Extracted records
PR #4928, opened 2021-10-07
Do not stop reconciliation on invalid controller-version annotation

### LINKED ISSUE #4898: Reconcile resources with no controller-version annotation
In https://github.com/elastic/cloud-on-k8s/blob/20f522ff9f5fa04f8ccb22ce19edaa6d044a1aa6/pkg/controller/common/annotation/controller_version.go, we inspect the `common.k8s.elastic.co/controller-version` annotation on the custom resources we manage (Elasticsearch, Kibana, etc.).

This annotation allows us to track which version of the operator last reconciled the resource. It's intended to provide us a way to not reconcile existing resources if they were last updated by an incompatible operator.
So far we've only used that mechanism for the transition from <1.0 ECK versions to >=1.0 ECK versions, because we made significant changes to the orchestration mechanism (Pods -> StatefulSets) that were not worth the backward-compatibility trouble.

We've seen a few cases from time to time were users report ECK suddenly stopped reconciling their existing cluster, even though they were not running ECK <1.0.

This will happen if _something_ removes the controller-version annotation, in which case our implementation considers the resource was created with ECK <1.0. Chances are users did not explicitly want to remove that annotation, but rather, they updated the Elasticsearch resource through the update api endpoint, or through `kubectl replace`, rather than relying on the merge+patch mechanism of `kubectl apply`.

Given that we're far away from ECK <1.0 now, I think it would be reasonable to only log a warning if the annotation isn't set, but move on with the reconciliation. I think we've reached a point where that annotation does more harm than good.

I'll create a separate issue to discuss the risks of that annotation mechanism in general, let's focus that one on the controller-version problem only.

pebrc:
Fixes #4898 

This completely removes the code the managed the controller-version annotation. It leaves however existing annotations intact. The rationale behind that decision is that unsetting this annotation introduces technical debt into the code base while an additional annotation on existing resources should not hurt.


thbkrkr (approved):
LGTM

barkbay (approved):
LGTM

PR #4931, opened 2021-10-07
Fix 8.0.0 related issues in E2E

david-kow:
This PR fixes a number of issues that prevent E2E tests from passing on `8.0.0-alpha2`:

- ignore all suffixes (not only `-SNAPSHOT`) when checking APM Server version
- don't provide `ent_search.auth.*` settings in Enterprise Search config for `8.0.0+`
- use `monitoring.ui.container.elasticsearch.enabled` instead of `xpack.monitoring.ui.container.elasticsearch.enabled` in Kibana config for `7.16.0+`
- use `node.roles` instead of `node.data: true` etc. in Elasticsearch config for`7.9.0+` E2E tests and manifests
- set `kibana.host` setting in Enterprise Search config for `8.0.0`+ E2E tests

*About this exercise:* Retype each entry exactly, leaving none of them out.

*Result for this task:*
PR #4928, opened 2021-10-07
Do not stop reconciliation on invalid controller-version annotation

### LINKED ISSUE #4898: Reconcile resources with no controller-version annotation
In https://github.com/elastic/cloud-on-k8s/blob/20f522ff9f5fa04f8ccb22ce19edaa6d044a1aa6/pkg/controller/common/annotation/controller_version.go, we inspect the `common.k8s.elastic.co/controller-version` annotation on the custom resources we manage (Elasticsearch, Kibana, etc.).

This annotation allows us to track which version of the operator last reconciled the resource. It's intended to provide us a way to not reconcile existing resources if they were last updated by an incompatible operator.
So far we've only used that mechanism for the transition from <1.0 ECK versions to >=1.0 ECK versions, because we made significant changes to the orchestration mechanism (Pods -> StatefulSets) that were not worth the backward-compatibility trouble.

We've seen a few cases from time to time were users report ECK suddenly stopped reconciling their existing cluster, even though they were not running ECK <1.0.

This will happen if _something_ removes the controller-version annotation, in which case our implementation considers the resource was created with ECK <1.0. Chances are users did not explicitly want to remove that annotation, but rather, they updated the Elasticsearch resource through the update api endpoint, or through `kubectl replace`, rather than relying on the merge+patch mechanism of `kubectl apply`.

Given that we're far away from ECK <1.0 now, I think it would be reasonable to only log a warning if the annotation isn't set, but move on with the reconciliation. I think we've reached a point where that annotation does more harm than good.

I'll create a separate issue to discuss the risks of that annotation mechanism in general, let's focus that one on the controller-version problem only.

pebrc:
Fixes #4898 

This completely removes the code the managed the controller-version annotation. It leaves however existing annotations intact. The rationale behind that decision is that unsetting this annotation introduces technical debt into the code base while an additional annotation on existing resources should not hurt.


thbkrkr (approved):
LGTM

barkbay (approved):
LGTM

PR #4931, opened 2021-10-07
Fix 8.0.0 related issues in E2E

david-kow:
This PR fixes a number of issues that prevent E2E tests from passing on `8.0.0-alpha2`:

- ignore all suffixes (not only `-SNAPSHOT`) when checking APM Server version
- don't provide `ent_search.auth.*` settings in Enterprise Search config for `8.0.0+`
- use `monitoring.ui.container.elasticsearch.enabled` instead of `xpack.monitoring.ui.container.elasticsearch.enabled` in Kibana config for `7.16.0+`
- use `node.roles` instead of `node.data: true` etc. in Elasticsearch config for`7.9.0+` E2E tests and manifests
- set `kibana.host` setting in Enterprise Search config for `8.0.0`+ E2E tests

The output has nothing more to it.